A wide range of instruments are used: bank and corporate loan repayment guarantees; cash collateral; bills of exchange etc. Typically, a Croatian commercial bank will ask for:  a first ranking mortgage of real estate to be provided by the borrower or a provider of collateral, or  fiduciary transfer of ownership of real estate from the borrower or a provider of collateral. Although the practical and commercial value of mortgage and fiduciary transfer of ownership are somewhat doubtful, it is safe to say that Croatian commercial banks simply love them.

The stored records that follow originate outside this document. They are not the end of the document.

PR #239, opened 2021-11-11
CBAPI-3169: CBC SDK Live Query Ease of Use Improvements

abowersox-cb:
## Pull request checklist

https://jira.carbonblack.local/browse/CBAPI-3169

## Pull Request Description

Added several functions to LiveQuery support to make it easier to get runs for a template and results, device summaries, or facets from a run.  Also added asynchronous query support to all LiveQuery queries (including the LiveQuery itself).

Also checked over all docstrings in the LiveQuery code and updated the unit tests that used older mocking to use the CBCSDKMock.

- [ ] Yes
- [x] No

## How Has This Been Tested?

Unit tests added that cover all new code added to LiveQuery.  Coverage on complete source file is at 94%.

### DIFF
--- a/src/cbc_sdk/audit_remediation/base.py
+++ b/src/cbc_sdk/audit_remediation/base.py
@@ -31,7 +31,8 @@ MAX_RESULTS_LIMIT = 10000
 
 
 class Run(NewBaseModel):
-    """Represents an Audit and Remediation run.
+    """
+    Represents an Audit and Remediation run.
 
     Example:
     >>> run = cb.select(Run, run_id)
@@ -46,7 +47,17 @@ class Run(NewBaseModel):
     _is_deleted = False
 
     def __init__(self, cb, model_unique_id=None, initial_data=None):
-        """Initialize a Run object with initial_data."""
+        """
+        Initialize a Run object with initial_data.
+
+        Required Permissions:
+            livequery.manage(READ)
+
+        Arguments:
+            cb (BaseAPI): Reference to API object used to communicate with the server.
+            model_unique_id (str): ID of the query run represented.
+            initial_data (dict): Initial data used to populate the query run.
+        """
         if initial_data is not None:
             item = initial_data
         elif model_unique_id is not None:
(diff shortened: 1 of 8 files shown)


src/cbc_sdk/audit_remediation/base.py
```diff
@@ -588,8 +633,36 @@ def submit(self):
...
+        Executed in the background to run an asynchronous query. Must be implemented in any inheriting classes.
 
-class RunHistoryQuery(BaseQuery, QueryBuilderSupportMixin, IterableQueryMixin, CriteriaBuilderSupportMixin):
+        Args:
+            context (object): The context returned by _init_async_query. May be None.
+
+        Returns:
+            Any: Result of the async query, which is then returned by the future.
+        """
+        while context.status == 'ACTIVE':
```
dganev-cb, line 868: Wouldn't those states `ACTIVE, COMPLETE etc..` be better in an `enum`?

emitreva-cb (approved):

src/cbc_sdk/audit_remediation/base.py
abowersox-cb: To turn them into an enum now would break existing code, which we prefer not to do unless there's no way around it.

src/cbc_sdk/audit_remediation/base.py
```diff
@@ -588,11 +845,50 @@ def submit(self):
...
+    def _init_async_query(self):
+        """
+        Initialize an async query and return a context for running in the background. Optional.
+
+        Returns:
+            Run: Context for running in the background.
+        """
+        return self.submit()
+
+    def _run_async_query(self, context):
```
avanbrunt-cb, line 857: I'm not sure this makes sense given the time for a run to complete.

avanbrunt-cb (approved):

src/cbc_sdk/audit_remediation/base.py
abowersox-cb: Hmmm...not sure what I can say to that. The functionality is there, and it works in unit tests.

dganev-cb (approved):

One of the reasons is that the Croatian National Bank places rather high value on these forms of collateral, thereby making the loan provisioning requirements less burdensome for commercial banks. SECURITY INSTRUMENTS (COLLATERAL)

MORTGAGE vs. FIDUCIARY TRANSFER OF OWNERSHIP Both instruments are created by way of security agreements which are “solemnized” by a notary public, pursuant to the Foreclosure Act. In a nutshell, “solemnization” means that a notary public warns both parties about the consequences of what they are about to get into. In consequence, a creditor enforcing its claims needs not go to the very slow and ineffective litigation proceedings. Instead it can use the foreclosure proceedings as a kind of a “fast lane”. In practice, the foreclosure lane is not that fast. The basic difference between the two: under a mortgage, a creditor must sell the mortgaged asset in order to settle its claim. It is not allowed to retain the mortgaged asset in settlement of its claim. On the other hand, assignment of a mortgaged claim and transfer of mortgage do not require borrower’s consent.

under a fiduciary transfer, a creditor is allowed, under certain circumstances, to retain full ownership of the transferred property as settlement of its claim. If it does so, the claim is considered settled in full by operation of mandatory provisions of the Foreclosure Act. On the other hand, assignment of the fiduciary transfer to a third party requires borrower’s consent. There are of course other differences. These are only the most important ones, in commercial terms. Commercial banks’ experience indicates that both instruments have a “psychological” value, as the law and court practice still provide a variety of possibilities for a less than bona fide borrower to drag out or even derail legal proceedings. Due to a very bad shape of Croatian land registers, creditors must be very careful when dealing with mortgages and fiduciary transfers

COVENANTS, FINANCIAL COVENANTS, NEGATIVE COVENANTS, LOAN WORK-OUTS Security instruments, whatever the form, only serve as an instrument of last resort, once an event of default has occurred and the creditor bank must forcefully collect its claims. It is a prudent practice to set up a variety of representations and warranties, covenants, negative covenants and financial covenants for the borrower as well as mechanisms whereby the bank is able to understand and closely monitor the borrower’s operation of its business, starting from the loan application processing and ending, if necessary, with loan work- outs.

This gives the creditor bank the ability to help control and direct the operation of the borrower’s business as well as the managing of its assets and liabilities in a prudent and financially sound manner so that the banks stake will not be jeopardized. A very important part is getting to know your client well and providing expert counsel whenever necessary. The idea is to act preventively. Furthermore, the creditor bank is better prepared to develop and implement various techniques of loan work-outs, if necessary. The techniques are very diverse: any action which is legal, which will help the creditor bank collect its claims and will not “kill” the borrower in the process is more welcome than resorting to lengthy and expensive legal remedies. It is up to commercial banks to show imagination, expertise and initiative in loan work outs. At the end of the day, this is the best way to protect a creditor bank’s stake in a corporate borrower.